The Zao app, by Changsha Shenduronghe Network Technology Co Ltd, was released on the Chinese iTunes store a week ago and was popularized in a tweet by Allan Xia.
It is not currently available through iTunes in the U.S. but with a bit of hard work I was finally able to install a copy. I was concerned that the capabilities of the app might be exaggerated but it actually exceeded my expectations. As a novelty app, it is fascinating. As an indicator of the current state and future of deepfakes, it is a moment of titanic proportions.
As of a year ago, when the machine learning tool Fake App was released, a decent deepfake took tens of hours and some fairly powerful hardware to generate. The idea of being able to create one in less than 30 seconds on a standard smartphone seemed a remote possibility at the time. Even impossible.
The Zao app also does some nice things I’ve never gotten to work well with deepfakes/faceswap or deepfacelab – for instance like handling facial hair.
… or even no hair. (This is also a freaky way to see what you’ll look like in 15-20 years.)
What is particularly striking is the way it handles movement and multiple face angles as with this scene from Trainspotting and a young Obi Wan Kenobi. In the very first scene, it even skips over several faces and just automatically targets the particular one you specify. (In other snippets that include multiple characters, the Zao app allows you to choose which face you want to swap out.)
All this indicates that the underlying algos are quite different from the autoencoder based ones from last year. I have some ideas about how they have managed to generate deepfakes so quickly and with a much smaller set of data.

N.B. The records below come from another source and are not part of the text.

PR #4248, opened 2026-07-13
fix(multitable): W0 slice ④ — approval resultWriteback emits approval revisions (D-1c)

zensgit:
## Summary

Per the RATIFIED D-1c design-lock (`docs/development/multitable-global-history-d1c-form-submit-edit-uncaptured-revision-design-lock-20260712.md`, §0.5 OD-1..OD-3, §0/§7a site A7), fourth of five ratified slices (slices ①/②/③ landed as #4245/#4246/#4247):

**Exact site**: `packages/core-backend/src/multitable/automation-service.ts:2818` (line numbers pre-change) — the shared `applyResultWritebackPatch` tail used by BOTH the same-base (`writeApprovalResultBack`, `:2696`) and cross-base (`writeApprovalResultBackCrossBase`, `:2762`) approval `resultWriteback` paths. It mutated `meta_records` with **no `meta_record_revisions` row**, so `reconstructRecordsAtT` (the PIT view / revert / reset primitive) never saw an approval resultWriteback — the same "PIT lie" class slices ①/②/③ closed for form-submit, plugin-SDK, and automation.

## Fix

- Emit `recordRecordRevision(...)` inside **one transaction** wrapping the lock-check SELECT + the UPDATE (now `RETURNING version, data`) + the revision INSERT. **This path was NOT previously transactional** — there was no `RETURNING`/rowCount check on the UPDATE at all before this slice (D-1 "偏差1" caution, re-verified here, not assumed).
- New private `withTransaction` helper on `AutomationService`, wired the SAME way the constructor already hard-wires `deps.transaction` for the executor: a real `poolManager.get().transaction(...)`.
- `source='approval'` (OD-2 — names the write entry point, not the auth identity).
- `actorId=opts.chainActorId ?? null` (OD-3 — identical to `opts.lockActorId` at BOTH call sites: the approval actor for same-base, the TRIGGER actor for cross-base; never a fabricated system actor).
- `RecordRevisionSource` (`record-history-service.ts`) gains `'approval'` explicitly — was a dead `| string` slot per OD-2, now named for type-safety (union stays `| string`, non-blocking per the lock).

## Zero-row fail-closed determination

[...]

PR #4247, opened 2026-07-13
fix(multitable): W0 slice ③ — automation create_record/update_record emit automation revisions (approval split to slice ④) (D-1c)

zensgit:
## Summary

Implements **W0 slice ③** per the RATIFIED D-1c design-lock (`docs/development/multitable-global-history-d1c-form-submit-edit-uncaptured-revision-design-lock-20260712.md`, §0.5 OD-1..OD-3, §0/§7a) — third of five ratified slices. Slice ① (form-submit, #4245) and slice ② (plugin-SDK, #4246) are landed on main.

**Exact sites** (both in `packages/core-backend/src/multitable/automation-executor.ts`):

| # | Site | Action | Line (origin/main) |
|---|---|---|---|
| A3 | `executeUpdateRecord` | automation `update_record` | `automation-executor.ts:2217` |
| A4 | `executeCreateRecord` | automation `create_record` | `automation-executor.ts:2475` |

Both raw-mutated `meta_records` with **no** `meta_record_revisions` row, so `reconstructRecordsAtT` (the PIT view / revert / reset primitive — derives existence+data purely from revisions) never saw the writes. A4 additionally means a Reset-to-T after an uncaptured automation CREATE could not distinguish "created after T" from "created before T but never captured" and would destroy a record legitimately present at T (§0's corrected CREATE-destructive risk).

## Fix

`recordRecordRevision(...)` now runs inside the **same transaction** as each mutation (`this.withTransaction(...)`, the same helper D-1's `executeDeleteRecord` already uses):

- **update_record**: the lock-check SELECT, the UPDATE (now `RETURNING version, data`), and the revision INSERT all moved inside `withTransaction`. `action='update'`, `source='automation'` (OD-2 — names the write entry point, not the auth identity), `actorId=context.actorId ?? null` (OD-3 — the automation actor when present; never a fabricated system actor), `snapshot=` the FULL post-merge row from `RETURNING` (not the patch — D-1c §4.2 merge trap).
- **create_record**: the INSERT and its birth revision now run inside `withTransaction`. `action='create'`, `source='automation'`, `actorId` per OD-3, `snapshot=data` (a create's data IS the submitted patch).

## Zero-row fail-closed determination

[...]

PR #4249, opened 2026-07-13
fix(multitable): W0 slice ⑤ — attachment-delete cell-strip emits attachment revisions (D-1c; final write-site slice)

zensgit:
## Summary

Per the RATIFIED D-1c design-lock (`docs/development/multitable-global-history-d1c-form-submit-edit-uncaptured-revision-design-lock-20260712.md`, §0.5 OD-1..OD-3, §0/§7a site A8) — this is the **FIFTH and FINAL** of the five ruled write-site slices (① form #4245, ② plugin #4246, ③ automation #4247, ④ approval #4248, all MERGED to main).

**Exact site**: `packages/core-backend/src/routes/univer-meta.ts`, `router.delete('/attachments/:attachmentId', ...)`, the `if (recordId && fieldId) { ... }` block inside the route's `pool.transaction(...)` (current main ~L15773-15848; the design-lock's original line number `:15693` has drifted as prior slices landed). This is the branch that strips a deleted attachment id out of the record's attachment-field cell — a real `meta_records.data` mutation that previously wrote **no** `meta_record_revisions` row, so `reconstructRecordsAtT` (the PIT view / revert / reset primitive) never saw it. A sheet revert/reset to a T after an attachment delete would silently **re-add** the deleted attachment id back into the cell — resurrecting a reference to now-purged binary/metadata.

## Fix

`recordRecordRevision(...)` emitted inside the SAME transaction as both existing writes (the record-edit `UPDATE` and the attachment soft-delete already share one `pool.transaction(...)`):

- `action='update'`
- `source='attachment'` (**OD-2** — owner ruled attachment gets its **own** source, distinct from `'rest'`/`'public-form'`/`'plugin'`/`'automation'`/`'approval'` — the write entry point is this endpoint itself)
- `actorId=getRequestActorId(req)` (**OD-3** — already `string | null`, never fabricated)
- `snapshot=` the **FULL** post-strip row (`RETURNING version, data`, not the patch) — proven with a two-attachment-on-one-field + untouched-second-field fixture so a naive `snapshot: patch` would be caught

`RecordRevisionSource` gains `'attachment'` explicitly (was a dead `| string` slot per OD-2, alongside the existing `'public-form'`/`'plugin'`/`'automation'`/`'approval'` slots).

## Zero-row determination

This route shares **slice ①'s family** (form-submit EDIT), not slice ③/④'s automation-lane contract:

- It **also** holds a `SELECT ... FOR UPDATE` lock on the exact row, in the SAME transaction, immediately before its own `UPDATE` — so a genuine concurrent-delete race is not constructible (any concurrent DELETE/UPDATE from another transaction blocks until this one commits/rolls back).
- Its **pre-existing** code carried the identical `?? <fallback>` version-synthesis mask that slices ①/② both had to close (`Number((updateRes.rows[0] as any)?.version ?? Number(recordRow?.version ?? 0) + 1)`), not a documented "silent success" leniency like the automation/approval lane.

⇒ Applied slice ①/②'s THROW contract: a zero-row `UPDATE ... RETURNING` throws `NotFoundError` (fail-closed). This route's `catch` block previously had **no** `NotFoundError` handling (it would have fallen through to a generic 500) — added a new `if (err instanceof NotFoundError) return res.status(404)...` branch, mirroring `/views/:viewId/submit`'s identical handling. Proven with a concurrent-delete golden that simulates the zero-row `RETURNING` case via a scoped `BEFORE UPDATE` suppression trigger (a genuine two-connection race is impossible here, same reasoning as slice ①).

## Proof obligations (all required, same as the four landed slices)

| Obligation | Proof |
|---|---|
| Real entry-point golden | Drives the real `DELETE /attachments/:attachmentId` route end-to-end (never a reimplementation) |
| Same-txn `recordRecordRevision`, FULL post-write snapshot | Two attachments on one field + an untouched second field — snapshot carries both the surviving sibling attachment id and the untouched field (merge-trap golden) |
| PIT-correct after fix | `reconstructRecordsAtT` at T ≥ strip returns the post-strip cell value |
| Failure rolls back (same-txn atomicity) | Postgres trigger fails the revision INSERT ⇒ **both** the record-edit UPDATE and the attachment soft-delete roll back together (proves the txn boundary spans both statements, not just one — a proof point unique to this route vs. the other four slices) |
| `source='attachment'` asserted | Direct assertion in the real entry-point golden |
| Transaction-boundary re-verified for THIS slice | The atomicity golden above; the route's existing `pool.transaction(...)` wraps both writes, confirmed by reading the route, not assumed |
| Concurrent-delete golden per the determination | `BEFORE UPDATE` suppression-trigger golden — 404, zero spurious revision, zero spurious attachment tombstone |

### Mutation-testing (local, each restored after confirming red)

1. Comment out the `recordRecordRevision(...)` call → reddens 4 goldens (real entry-point, PIT-correctness, destructive leg, atomicity).
2. `source: 'attachment'` → `'rest'` → reddens the real entry-point golden's source assertion.
3. Neuter the zero-row `throw` guard (`if (false && ...)`) → reddens the concurrent-delete golden (falls through to write a spurious revision instead of refusing).
4. `snapshot: normalizeJson(...)` → naive `snapshot: { [fieldId]: nextIds }` → reddens the real entry-point golden's merge-trap assertion **and**, as a second-order confirmation, the destructive-leg golden (§0.6's content projection now sees a live/snapshot mismatch and fail-closed-refuses the revert-preview — expected, not a bug).
5. Neuter the new `NotFoundError → 404` catch branch (`if (false && err instanceof NotFoundError)`) → reddens the concurrent-delete golden (falls through to a generic 500 instead of 404).

All five restored via `git checkout -- <file>` **after** committing the good version first (per this line's mutation-testing discipline), verified clean (`git status --short` empty) before push.

### Rank-8 lock-disposition marker

The existing `// lock-guarded: attachment-delete record edit (B3)` marker (immediately above the `UPDATE meta_records` statement) stays within its 3-line window — all new code was added entirely **after** the `UPDATE`, so no relocation was needed (unlike slice ④, which had to trim its comment to fit).

### `tsc` / test evidence

```
cd packages/core-backend && pnpm exec tsc --noEmit -p tsconfig.json   # exit 0, no errors

# real Postgres 14, CI's exact MIGRATION_EXCLUDE
DATABASE_URL=postgresql://postgres@localhost:55441/metasheet_test \
  pnpm exec vitest --config vitest.integration.config.ts run \
  tests/integration/multitable-d1c-attachment-revision-realdb.test.ts
# ✓ 7/7 passed

# sibling slices + F2 attachment security guard + §0.6 precheck, unaffected
DATABASE_URL=... pnpm exec vitest --config vitest.integration.config.ts run \
  tests/integration/multitable-d1c-form-submit-revision-realdb.test.ts \
  tests/integration/multitable-d1c-plugin-revision-realdb.test.ts \
  tests/integration/multitable-d1c-automation-revision-realdb.test.ts \
  tests/integration/multitable-d1c-approval-revision-realdb.test.ts \
  tests/integration/multitable-attachment-readgate.security.test.ts \
  tests/integration/multitable-history-incomplete-precheck-realdb.test.ts
# ✓ 52/52 passed

# rank-8 lock-disposition guard (marker window)
pnpm exec vitest run tests/unit/multitable-record-lock-guard.guard.test.ts
# ✓ 4/4 passed

# full no-DB unit suite
pnpm exec vitest run
# ✓ 466 files / 6409 tests passed, 180 files / 1523 tests skipped (real-DB describeIfDatabase, expected)

# two-point wiring bite check: new file invisible to the no-DB run (not merely skip-green)
pnpm exec vitest run tests/integration/multitable-d1c-attachment-revision-realdb.test.ts
# => "No test files found" (confirms the vitest.config.ts exclude entry is live)
```

## §0.6 interaction

Untouched. The new golden's seed records are all created via a raw `INSERT` **paired immediately** with a matching `recordRecordRevision(action:'create', ...)` call — a legitimate "capture-complete" fixture (same technique as slice ①'s `LINK_TARGET_1` seed / `G0` control), flagged in the test file's header comment. No live row on this file's sheet is ever missing a revision or content-mismatched, so the sheet-wide `revert-preview` golden does not spuriously 409 `HISTORY_INCOMPLETE` on an unrelated seed row.

## CI wiring

Two-point: `packages/core-backend/vitest.config.ts` exclude list + `.github/workflows/plugin-tests.yml` real-DB run-list. Fetched `origin/main` immediately before committing and again immediately before pushing — no new commits landed in between, so the run-list addition is a clean append after slices ①-④'s existing entries (UNION-resolved, none dropped).

## Untouched (explicit)

- form-submit CREATE/EDIT (A1/A6, slice ①, `#4245`, MERGED)
- plugin-SDK createRecord/patchRecord (A2/A5, slice ②, `#4246`, MERGED)
- automation create_record/update_record (A3/A4, slice ③, `#4247`, MERGED)
- approval resultWriteback (A7, slice ④, `#4248`, MERGED)
- §0.6 `HISTORY_INCOMPLETE` precheck (already landed, `#4234`) — exercised only incidentally (revert-preview golden), never modified
- The OD-6 revision-disposition guard — refs #4227, a **separate rung**, not part of this PR

**This completes all 8 A1–A8 bucket-A write sites across the five ruled slices.** The only remaining piece of the D-1c design-lock's implementation routing (§10) is OD-6 (refs #4227), which is explicitly out of scope here and stays a separate, independently-gated rung.

## Test plan

- [x] `tsc --noEmit` clean
- [x] New real-DB golden 7/7 passing against real Postgres 14 with CI's `MIGRATION_EXCLUDE`
- [x] Sibling slices ①-④ + F2 attachment security guard + §0.6 precheck goldens unaffected (52/52)
- [x] Rank-8 lock-disposition guard passing, marker window intact
- [x] Full no-DB unit suite green (466 files / 6409 tests)
- [x] Two-point CI wiring confirmed to bite (file invisible to no-DB run; live in real-DB run-list)
- [x] 5 mutation self-checks, each confirmed red then restored

Not merging — per this line's discipline, PR opens and stops here.


zensgit:
## Adversarial gate — VERDICT: MERGE_CLEAN (head `90f060857`)

Independent refute-first review on a fresh worktree off `origin/main`, real-DB goldens on a fresh migrated PG (CI `MIGRATION_EXCLUDE`), 6 code mutations applied+restored. No P1, no P2.

**Scope**: exactly 5 files; production source is only `univer-meta.ts` (attachment-delete region, 2 hunks) + the `RecordRevisionSource` union add of `'attachment'`. Form branches (14492/14580, slice ①), plugin/automation/approval, OD-6 guard, and §0.6 precheck all untouched. Two-point CI wiring (run-list + no-DB-lane exclude) present — both empirically confirmed (default config → "No test files found"; integration config → runs).

**Load-bearing checks (all PASS, mutation-verified):**
- Full post-strip snapshot via `RETURNING …, data` (snapshot→partial reds 2 goldens)
- `source='attachment'` OD-2 (source flip reds entry-point golden); `actorId=getRequestActorId(req)` OD-3
- PIT-correct reconstruction (disable-revision reds 4 goldens)
- Same-txn atomicity: txn-unwrap (hoist revision after commit) reds atomicity golden
- Zero-row THROW-family fail-closed, contract preserved (record-not-found still silently soft-deletes + 200; the throw is only on the FOR-UPDATE-unreachable branch, test-simulated; neutering it reds concurrent-delete golden → spurious revision)
- Real Express `DELETE /attachments/:id` entry point; rank-8 marker intact at `:15789` (unit guard 4/4)

**Tests**: new golden 7/7 (×3 stable, G0 positive control green); all 5 D-1c slices + §0.6 precheck in one process = 56/56 (no fixture collision); §0.6 precheck 9/9 isolated; tsc clean.

**COMPLETION cross-check (final slice)**: all 8 A1–A8 uncaptured write sites now emit revisions on head (form ①, plugin ②, automation ③, approval ④, attachment ⑤). origin/main's attachment handler had 0 revision calls — genuine gap closed. Independent `UPDATE/INSERT meta_records` + `jsonb_set` grep found **no 9th uncaptured user-data write**; the only owner-flagged residual (field-undelete rehydration `:6430`/`:6522`) is already docketed to the OD-6 guard #4227. **Only remaining D-1c work = OD-6 #4227 (separate rung).**

**Findings**: P1 none · P2 none · **P3-1** — atomicity golden is connection-unwrap-survivable: it locks that the revision write is *inside* the txn block but not that it uses the txn-scoped `query` connection (swapping to a separate pooled connection stays green). Runtime correct by inspection; ⑤ is uniquely positioned to add the discriminating leg (inject into the post-revision in-txn `softDeleteAttachmentRowShared`) but reused the siblings' single-leg convention. Optional hardening, non-blocking. **NIT-1** — `createSeededSheet` template seed (`:5808`) writes no create revision (pre-existing, correctly exempt system scaffold; confirm exempt when #4227's marker sweep lands).

Full report: `/tmp/pr4249-review-claude-20260714.md`. Review-only — no merge/push/arm performed.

Back in the day, deepfakes required a sample of 500 source faces and 500 target faces to train the model. In general, the source images were rando and pulled out of internet posted videos. For the Zao app, there is a ten second process in which selfies are taken of you in a few different poses: mouth closed, mouth open, raised head, head to the left and blinking. By ensuring that the source images are the “correct” source images rather than random ones, they are able to make that side of the equation much more efficient.

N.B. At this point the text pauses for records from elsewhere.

PR #4865, opened 2026-08-11
fix(stock-prep): pass default integration scope

zensgit:
## Summary

- pass the existing default integration scope to the stock-preparation dashboard and all six child views
- prevent tenantless platform-admin sessions from issuing unscoped stock-preparation reads that fail with `TENANT_REQUIRED`
- keep the surface read-only; no ERP/K3 write path is added or changed

## Evidence

- observed the deployed `/api/integration/stock-preparation/projects` request returning HTTP 400 on the 192.168.1.222 read-only workbench
- targeted test: `32 passed`
- added a regression assertion that both tenant and workspace scope reach the dashboard GET request

## Validation

```text
apps/web/tests/StockPreparationWorkspace.spec.ts: 32 passed
```

No entity-host dependency install, build, migration, dry-run, Apply, or K3 Save/Submit/Audit was performed.

### DIFF
--- a/apps/web/src/components/integration/stockPreparation/StockPreparationWorkspace.vue
+++ b/apps/web/src/components/integration/stockPreparation/StockPreparationWorkspace.vue
@@ -61,6 +61,7 @@
       <StockPreparationDashboardView
         v-if="activeKey === 'dashboard'"
         :project-id="selectedProjectId"
+        :scope="scope"
         @select-project="handleDashboardProjectSelect"
         @navigate-stage="handleNavigateStage"
       />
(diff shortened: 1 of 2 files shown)


zensgit:
## Post-merge exact-head review — production fix is correct; proof gap moved to #4867

Reviewed PR head `8e8dbffb8bb0614dbbaa67bc78a6a3d4d9a21a56`, merged as `6bee1e88cfbc356b0698b859211373a92e3613fa`.

The production data flow is correct: the shell computes the existing default integration scope once and passes it to the dashboard plus all six child components; each child already consumes `props.scope` in its service request.

One test gap remained at merge time:

```text
baseline=32/32 PASS
mutationRemoveProjectWorkspaceScope=32/32 PASS
mutationRemoveAllSixNonDashboardScopes=32/32 PASS
```

The added regression asserted only the dashboard request, so the PR body's all-child claim was not mutation-protected. Draft #4867 adds one runtime test that mounts every view and asserts every exercised stock-preparation GET carries the same tenant/workspace scope. Its project-workspace and exception-queue single-scope mutations each fail exactly on the affected endpoint; final baseline is 33/33.

The earlier inline concern about tenantless platform-admin write controls is also still present at the final head: GET scope propagation does not make backend POSTs tenant-bound. The server remains fail-closed with `TENANT_REQUIRED`, so this is not an external-write escape, but those controls are not usable by that session. The current 222 validation must stay read-only; any later internal confirmation/write acceptance must use a tenant-bound principal or land a separately reviewed readonly UI posture.

No change to #4865 is requested after merge; #4867 carries the proof and status correction.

While there is a nice selection of “target” videos and gifs for face swapping, its is still a limited number (I’d guess about 200). Additionally, there is no way to upload your own videos (as far as I could tell with the app running on one phone and Bing translator running on a second phone in the other – the app is almost entirely in simplified Chinese). The limited number of short target videos may simply be part of a curation process to make sure that the face angles are optimized for this process, mostly facing forward and with good lighting. I suspect, though, that the quantity is limited because the makers of the Zao app have also spent a good amount of time feature mapping the faces in order to facilitate the process. It’s a clever sleight of hand, combined with amazing technology, used to create a social app people are afraid of.
The deeper story is that deepfakes are here to stay and they have gotten really, really good over the past year. And deepfakes are like a box of chocolates. You can try to hide them because they are potentially bad for you. Or you can try to understand it better in order to 1) educate others about the capabilities of deepfakes and 2) find ways to spot them either through heuristics or CV algorithms.
Consider what happened with Photoshopping. We all know how powerful this technology is and how easy it is, these days, to fake an image. But we don’t worry about it today because we all know it can be done. It is not a mysterious process anymore.
Making people more aware of this tech, even popularizing it as a way of normalizing and then trivializing it, may be the best way to head off a deepfake October surprise in the 2020 U.S. elections. Because make no mistake: we will all be seeing a lot of deepfakes in October, 2020.